Exercise objective — Scan the data below and work out how many of its lines contain the word "thanks". Give only that number.

(Dataset content begins)

Issue #141, opened 2020-09-25
faas build & deploy should use SHA


zroubalik:
`faas build` should note at the end result the SHA e.g. in faas.yaml that then could be picked up by `faas deploy`

rhuss:
Quick question: How is this related to #140 ? Does this already solve the issue that is described in #140 ?

lance:
> Quick question: How is this related to #140 ? Does this already solve the issue that is described in #140 ?

Personally, I think it solves the issue well enough for dev preview. What do you think @zroubalik?

lance:
Hmm- taking a quick look at the Buildpack client, it doesn't seem that they expose the sha after the image is built. https://github.com/buildpacks/pack/blob/main/build.go#L175

I suppose after the build completes, we could query the docker daemon to get the image info and extract it from that. Hrm...

rhuss:
Yes, this getting the SHA typically involves an additional query (could be the docker daemon where the image has been build or also the registry where the image is stored). You would ask for information about the image with the specific tag.

rhuss:
Interestingly the build command also fetches the sha/id just for logging purpose: https://github.com/buildpacks/pack/blob/68dec3e856738048ca848f2addb3858a150e4411/build.go#L310 Not sure whether it can be exposed more easily

zroubalik:
I dealt with the exactly same problem yesterday, seems like docker query is the only viable option.

For Buildpacks, there's https://github.com/buildpacks/imgutil library for inspecting the image (but it is using docker internally) so I think we can use the docker directly.

Issue #140, opened 2020-09-25
Use unique name for built images


zroubalik:
`faas build` currently produces image named eg `docker.io/zroubalik/myfunction:latest`.

We should add some hash to the name, to make the image unique.

Usecase: 
Let’s say, I’d like to create 2 different functions, but both named myfunction (deployed into different namespaces). Current soluiton will result in conflict

rhuss:
The question is also whether could detect that conflict or whether it would just overwrite the other image. Using a random prefix doesn't help much either as this does not guarantee that there is no conflict (if you can't detect the conflict).

Just checking if the image exists in the registry might also not be good enough, as this could have been created just by a previous build from the current function.

rhuss:
I wonder how other container-based faas (e.g. openfaas or riff) deal with this situation. Maybe its worth to have a look at them, too.

PR #175, opened 2020-10-14
src: use image digest

zroubalik:

Using image Digest in the Knative Service. Haven't moved to Docker Go SDK, because with this library it is [quite hard ](https://github.com/moby/moby/issues/39377#issuecomment-503589708) to use some authentication 💩 

We can try to migrate to this lib post Dev Preview. Issue created: https://github.com/boson-project/faas/issues/179

Fixes: #141 
Fixes: #140

### DIFF
--- a/client.go
+++ b/client.go
@@ -42,7 +42,8 @@ type Builder interface {
 // Pusher of Function image to a registry.
 type Pusher interface {
 	// Push the image of the Function.
-	Push(Function) error
+	// Returns Image Digest - SHA256 hash of the produced image
+	Push(Function) (string, error)
 }
 
 // Deployer of Function source to running status.
@@ -423,7 +424,14 @@ func (c *Client) Deploy(path string) (err error) {
 	if c.verbose {
 		fmt.Println("\nPushing Function image to the registry:")
 	}
-	if err = c.pusher.Push(f); err != nil {
+	imageDigest, err := c.pusher.Push(f)
+	if err != nil {
+		return
+	}
+
+	// Store the produced image Digest in the config
+	f.ImageDigest = imageDigest
+	if err = writeConfig(f); err != nil {
 		return
 	}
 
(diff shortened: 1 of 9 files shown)


client.go
```diff
@@ -414,7 +415,14 @@ func (c *Client) Deploy(path string) (err error) {
...
 	// Push the image for the named service to the configured registry
-	if err = c.pusher.Push(f); err != nil {
+	imageDigest, err := c.pusher.Push(f)
+	if err != nil {
+		return
+	}
+
+	// Store the produced image Digest in the config
+	f.ImageDigest = imageDigest
+	if err = writeConfig(f); err != nil {
```
zroubalik, line 425: It is not needed to store the digest curretnly (the push is immediately followed by deploy), so I can remove this part. But I thought we might want to use that in the future, if we introduce a ways how to fire `push` `deploy-only` etc (as was discussed on Slack).

docker/runner.go
```diff
@@ -30,8 +30,8 @@ func (n *Runner) Run(f faas.Function) error {
 		return errors.New("please install 'docker'")
 	}
 
-	if f.Image == "" {
-		return errors.New("Function has no associated image.  Has it been built?")
+	if f.Image == "" || f.ImageWithDigest() == "" {
+		return errors.New("Function has no associated image and SHA356 hash. Has it been built?")
```
matejvasek, line 34: SHA356?

zroubalik: When 256 is not enough 😅  Good catch, thanks!

zroubalik: Fixed

go.mod
```diff
@@ -4,6 +4,7 @@ go 1.14
 
 require (
 	github.com/buildpacks/pack v0.14.0
+	github.com/docker/docker v1.13.1
```
dsimansk, line 7: I don't see it used anywhere, just be aware that the version will be overridden by `replace` block below. In addition I was under impression that `v1.13.1` doesn't work with current buildpack version. 

Dependencies, dependencies, ... :)

zroubalik: Good catch, thanks! This is a leftover from previous iteration.  Fixed

lance (approved):

PR #183, opened 2020-10-20
fix: regenerate pkger files

### LINKED ISSUE #182: Quarkus template still exports "greet"
I'm not sure exactly what's going on here. The template itself exports `echo`, but when I run `faas init`, followed by `faas build` the classes directory contains an application.properties file that has the `greet` function as the export. Could this be an old buildpack is still being used?

```
❯ faas init -l quarkus -t events
Project path: /home/lanceball/demo/quarkus
Function name: quarkus
Runtime: quarkus
Trigger: events

~/demo/quarkus is 📦 1.0.0-SNAPSHOT via ☕ v11.0.8 
❯ faas build
Building image: 
A registry for Function images is required. For example, 'docker.io/tigerteam'.

Registry for Function images: lanceball

~/demo/quarkus is 📦 1.0.0-SNAPSHOT via ☕ v11.0.8 took 25s 
❯ rg greet
target/classes/application.properties
1:quarkus.funqy.export=greet
```

matejvasek:
resolves #182


zroubalik:
Should be the pkger generation part of the Makefile?

matejvasek:
@zroubalik  We have been thinking about that before. It's been decided not to do that, so developer don't have to install `pkger` on her/his machine. But given what problem it's causing we should put that to Makefile and stop versioning generated file after all.

zroubalik:
> @zroubalik We have been thinking about that before. It's been decided not to do that, so developer don't have to install `pkger` on her/his machine. But given what problem it's causing we should put that to Makefile and stop versioning generated file after all.

yeah, or we can run the `pkger` check only in the CI. Make the validation check in the PR, to see whether the files needed to be regenerated. (If I understand it correctly and not all code changes are causing the need for a regeneration).

lance (approved):

PR #184, opened 2020-10-20
fix: examples in readme

matejvasek:


matejvasek:
@lance I updated the readme so URI for `curl/HTTPie` is correct.

lance (approved):

PR #198, opened 2020-10-30
feat: change default runtime to Node.js HTTP

lance:
I did not implement a prompt if the user doesn't choose. It seems odd to me that a flag would be required. I'm happy to discuss this, however.

Fixes: https://github.com/boson-project/faas/issues/191

### DIFF
--- a/client_test.go
+++ b/client_test.go
@@ -176,9 +176,9 @@ func TestExtensibleTemplates(t *testing.T) {
 		t.Fatal(err)
 	}
 
-	// Ensure that a file from that only exists in that template set was actually written 'json.go'
-	if _, err := os.Stat(filepath.Join(root, "json.go")); os.IsNotExist(err) {
-		t.Fatalf("Initializing a custom did not result in json.go being written to '%v'", root)
+	// Ensure that a file from that only exists in that template set was actually written 'json.js'
+	if _, err := os.Stat(filepath.Join(root, "json.js")); os.IsNotExist(err) {
+		t.Fatalf("Initializing a custom did not result in json.js being written to '%v'", root)
 	} else if err != nil {
 		t.Fatal(err)
 	}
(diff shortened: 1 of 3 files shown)


client_test.go
```diff
@@ -176,9 +176,9 @@ func TestExtensibleTemplates(t *testing.T) {
 		t.Fatal(err)
 	}
 
-	// Ensure that a file from that only exists in that template set was actually written 'json.go'
-	if _, err := os.Stat(filepath.Join(root, "json.go")); os.IsNotExist(err) {
-		t.Fatalf("Initializing a custom did not result in json.go being written to '%v'", root)
+	// Ensure that a file from that only exists in that template set was actually written 'json.js'
+	if _, err := os.Stat(filepath.Join(root, "json.js")); os.IsNotExist(err) {
```
matejvasek, line 180: I think this also will require `testdata/templates/boson-experimental/`. Or maybe we don't need to change this file at all since it's just a test.

lance: We don't really need to change this file (or the other in this test template) as they are just empty files with a `.go` extension. But the test relies on the default runtime which is changed to Node.js in this PR. It just seemed wrong for me to have files with `.go` extensions in a Node.js project, even if they are empty.

matejvasek:
```shell
testdata
├── example.com
│   └── region1
│       └── README.md
├── README.md
└── templates
    └── boson-experimental
        ├── go
        │   └── json
        │       ├── handle.go
        │       └── json.go
        └── quarkus
            └── http
                └── mvnw

8 directories, 5 files
```
The `json.js` file doesn't exists, maybe it should be created as part of this PR?

lance: It was! :wink:  https://github.com/boson-project/faas/pull/198/files#diff-41033a046e4d472b14c952e0c898d57d9f4c60e14c8165e0ab71177ab29cb46a

It just appears as a rename in git.

matejvasek: oh, my bad, I didn't notice that.

zroubalik (approved):
LGTM

Issue #189, opened 2020-10-29
[feat] More output on the build/deploy step


markusthoemmes:
**Describe the solution you'd like**
My `kn faas build` command was literally

```console
$ kn faas build
Building image: docker.io/markusthoemmes/node:latest
```

A spinner would've been neat as it has been sitting there for a while. A `Success` message would also be nice on... well... success.

zroubalik:
Discussed this with @lkingland, Implementing the spinner properly (so it is not eating the output) may take some time. So I'll proceed with printing some basic info messages, since we are under such a tight deadline.

And we will revisit the Spinner properly for all the commands as a post Dev Preview task.

PR #206, opened 2020-11-05
feat: Better output of build/deploy/delete commands

zroubalik:

Discussed this with @lkingland, Implementing the spinner properly (so it is not eating the output) may take some time. So I'll proceed with printing some basic info messages, since we are under such a tight deadline.

And we will revisit the Spinner properly for all the commands as a post Dev Preview task.

**Build**
```
./faas build -p func                                        
Building function image
Function image has been built, image: docker.io/zroubalik/func:latest
```

**Deploy**
```
 ./faas deploy -p func                                           
Building function image
Function image has been built, image: docker.io/zroubalik/func:latest
Pushing function image to the registry
Deploying function to the cluster
Function deployed at URL: http://func-default.apps.zroubali.devcluster.openshift.com
```

**Update**
```
./faas deploy -p func                                 
Building function image
Function image has been built, image: docker.io/zroubalik/func:latest
Pushing function image to the registry
Deploying function to the cluster
Function updated at URL: http://func-default.apps.zroubali.devcluster.openshift.com
```

**Delete**
```
./faas delete -p func
Removing Knative Service: func
```

Fixes: #189

### DIFF
--- a/client.go
+++ b/client.go
@@ -384,7 +384,7 @@ func (c *Client) Initialize(cfg Function) (err error) {
 // not contain a populated Image.
 func (c *Client) Build(path string) (err error) {
 
-	fmt.Println("Building Function image")
+	fmt.Println("Building function image")
 
 	f, err := NewFunction(path)
 	if err != nil {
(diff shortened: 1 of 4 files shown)


lance (commented):
LGTM generally. Although, I think we are moving away from using using capital "F" for functions. As @rhuss noted in https://github.com/boson-project/faas/issues/187 

> If its to pronounce the concept, then consequently this should be "Function as a Service". But for readability reasons and to avoid a question mark when reading this, I suggest to keep it lower case

zroubalik:
@lance ok, fixed in the last commit

lance (approved):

(Dataset content ends)

Written response — 2